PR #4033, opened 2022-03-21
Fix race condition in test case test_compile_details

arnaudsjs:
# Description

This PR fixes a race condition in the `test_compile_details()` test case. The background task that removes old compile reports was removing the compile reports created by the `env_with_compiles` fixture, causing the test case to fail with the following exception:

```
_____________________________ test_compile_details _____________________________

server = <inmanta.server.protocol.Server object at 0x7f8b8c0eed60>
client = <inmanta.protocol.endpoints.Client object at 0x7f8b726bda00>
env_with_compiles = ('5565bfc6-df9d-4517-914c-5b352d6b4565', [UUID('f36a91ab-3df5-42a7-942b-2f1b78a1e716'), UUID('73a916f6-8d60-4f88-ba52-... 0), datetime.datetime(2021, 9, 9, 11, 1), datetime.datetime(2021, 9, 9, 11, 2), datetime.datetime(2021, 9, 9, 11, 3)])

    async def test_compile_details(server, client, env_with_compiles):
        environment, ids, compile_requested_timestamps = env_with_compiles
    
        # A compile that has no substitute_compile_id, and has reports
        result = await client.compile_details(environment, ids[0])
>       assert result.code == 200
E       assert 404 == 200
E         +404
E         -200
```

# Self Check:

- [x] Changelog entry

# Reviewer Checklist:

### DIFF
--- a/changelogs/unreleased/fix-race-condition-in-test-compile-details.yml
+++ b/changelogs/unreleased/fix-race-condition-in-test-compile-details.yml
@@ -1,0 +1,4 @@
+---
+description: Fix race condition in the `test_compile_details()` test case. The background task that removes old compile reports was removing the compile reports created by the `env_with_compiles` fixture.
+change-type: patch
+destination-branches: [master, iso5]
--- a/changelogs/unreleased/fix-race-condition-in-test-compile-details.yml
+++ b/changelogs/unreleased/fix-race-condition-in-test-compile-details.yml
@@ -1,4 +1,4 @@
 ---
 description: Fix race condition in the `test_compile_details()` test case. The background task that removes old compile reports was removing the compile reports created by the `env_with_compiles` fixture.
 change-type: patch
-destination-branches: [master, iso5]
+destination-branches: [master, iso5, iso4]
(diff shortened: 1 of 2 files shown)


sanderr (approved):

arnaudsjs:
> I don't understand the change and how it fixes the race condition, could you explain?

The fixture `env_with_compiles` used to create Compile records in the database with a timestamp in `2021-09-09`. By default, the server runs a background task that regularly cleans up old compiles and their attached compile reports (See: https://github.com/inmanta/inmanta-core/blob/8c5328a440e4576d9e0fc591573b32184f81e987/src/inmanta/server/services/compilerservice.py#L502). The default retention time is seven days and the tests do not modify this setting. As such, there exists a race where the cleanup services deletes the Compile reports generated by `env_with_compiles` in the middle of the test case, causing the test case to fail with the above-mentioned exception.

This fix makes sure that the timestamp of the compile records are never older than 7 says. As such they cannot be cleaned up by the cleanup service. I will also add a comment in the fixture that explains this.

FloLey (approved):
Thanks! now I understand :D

------------------------------------

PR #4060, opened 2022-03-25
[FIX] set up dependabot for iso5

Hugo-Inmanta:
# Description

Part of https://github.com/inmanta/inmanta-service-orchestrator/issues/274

------------------------------------

## What you need to do:
Across the entries, tally every line that contains the word "fixes" and report the sum by itself.

## Solution for this problem:
2